One tactic employed by whalers was cerebral observation of the natural world. They became attuned to the weather, the condition of the water, and the behaviour of the whales. Whalers also actively consulted books and wrote their own narratives. According to Blum: ‘Mariners at rest spent time mending clothing, overhauling gear damaged by use or weather, writing letters home, reading, and telling stories or yarns.’

It’s safe to say that virtually all of world literature will be available to future Mars travellers in digital form. But mission planners might take further inspiration from whalers, and encourage astronauts to write about their experiences while on the mission. Maintaining real-time accounts would provide individual records of one of humanity’s most incredible undertakings. It would also fill low-intensity gaps during the long flights to Mars and back, and bolster the sense of accomplishment.

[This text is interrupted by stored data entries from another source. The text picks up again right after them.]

PR #1124, opened 2024-01-10
add active addresses for squadefi

catcatcat8:
As far as I understand, it is necessary to add my protocol to RouterAddresses file so that the “Active Addresses” button appears on the frontend. If everything is correct, please add it.


dtmkeng:
@0xngmi

PR #1174, opened 2024-02-01
update: added the volume stats for ethereum chain

tharunhack:


dtmkeng:
Can you uncommit file lock?
The adapter type has a type that must be returned as follows. this
```
  dailyVolume?: string // | IJSON<string>;
  totalVolume?: string // | IJSON<string>;
```

PR #1185, opened 2024-02-05
Rename thorchain fees/dex

pluto9r:
1. THORSwap is not a "dex", as defined by Defillama. The liquidity exists on THORChain, which is a sovereign protocol. THORSwap is just one of many UIs building on top of THORChain. This PR renames the fees and dex adapters for THORSwap => THORChain, since the fees/volume being queried are that of THORChain as a protocol (sum of all volume/fees accrued by all UIs e.g. THORSwap, TrustWallet, THORWallet, etc.) not that of THORSwap solely (as a UI).

2. Remove THORWallet. Same as above. Having an adapter for dex volume / fees for a single wallet (THORWallet) that queries an entire protocol's volume / fees (THORChain) is improper methodology.

NOTE: UI updates are probably needed to ensure this doesn't break: https://defillama.com/dexs/thorchain


dtmkeng:
so sorry , i can't rename of file because it link id with our db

For whalers, the ocean voyages were not just a means of livelihood but a key to their identities. As Ishmael boasts in Moby-Dick: ‘Our grand master is still to be named; for like royal kings of old times, [whalers] find the head-waters of our fraternity in nothing short of the gods themselves.’ Large segments of the public were likewise fascinated by the process that brought whale-oil and its wonderful light to their homes. One can imagine that interest in the first Mars-bound voyages will surpass that of whaling, perhaps to a level hitherto unseen by human beings.

This time around, hopefully, the motivation will lie more with human glory and less with human profit, but much of the underlying spirit will remain the same. Through determination, daring and an intense focus on a shared goal, the first human beings will step on the Red Planet and join Ishmael’s exclusive fraternity.